Comment other than a chuckle was superfluous from either one of them, and Jolter departed to the city editor’s room, to bring joy to the heart of the staff.

It was “Bugs” Roach who scented the far-reaching odor of this move with the greatest joy.

“You know what this means, don’t you?” he delightedly commented. “A grand jury investigation. Oh, listen to the band!”

Before noon the Merchants’ and the Planters’ and Traders’ Banks had withdrawn their advertisements.

At about the same hour a particularly atrocious murder was committed in one of the suburbs. Up in the reporters’ room of the police station, Thomas, of the Bulletin, and Graham, of the Chronicle, were indulging in a quiet game of whist with two of the morning newspaper boys, when a roundsman stepped to the door and called Graham out. Graham came back a moment later after his coat, with such studied nonchalance that the other boys, eternally suspicious as police reporters grow to be, looked at him narrowly, and Thomas asked him, also with studied nonchalance:

“The candy-store girl, or the one in the laundry office?”

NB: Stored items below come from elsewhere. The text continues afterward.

PR #1571, opened 2022-05-25
fix: vertical bar not anchored when width is set

### LINKED ISSUE #1568: Waybar 0.9.13 position lleft with width appears in the middle of the screen.
After upgrading 0.9.12 -> 0.9.13 Waybar will appear in the middle of the screen when position left (or right) if the width is set to a non-default value other than 0.

top/bottom works wine with height.

Relevant lines from the config. When setting the width to 0 or commenting the line the bar will appear at the correct position.

```
"position": "left", // Waybar position (top|bottom|left|right)
"width": 60, // Waybar width 
```

Sway, Arch Linux.

daangoossens22:
Fixes #1568 

Don't unanchor from the side where the bar is supposed to anchor.


Alexays:
Thx!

“Business, young fellow, business,” returned Graham loftily. “I guess the Chronicle knows when it has a good man. I’m called into the office to save the paper. They’re sending a cub down to cover the afternoon. Don’t scoop him, old man.”

“Not unless I get a chance,” promised Thomas, but after Graham had gone he went down to the desk and, still unsatisfied, asked:

“Anything doing, Lieut.?”

“Dead as a door-nail,” replied the lieutenant, and Thomas, still with an instinct that something was wrong, still sensitive to a certain suppressed tingling excitement about the very atmosphere of the place, went slowly back to the reporters’ room, where he spent a worried half-hour.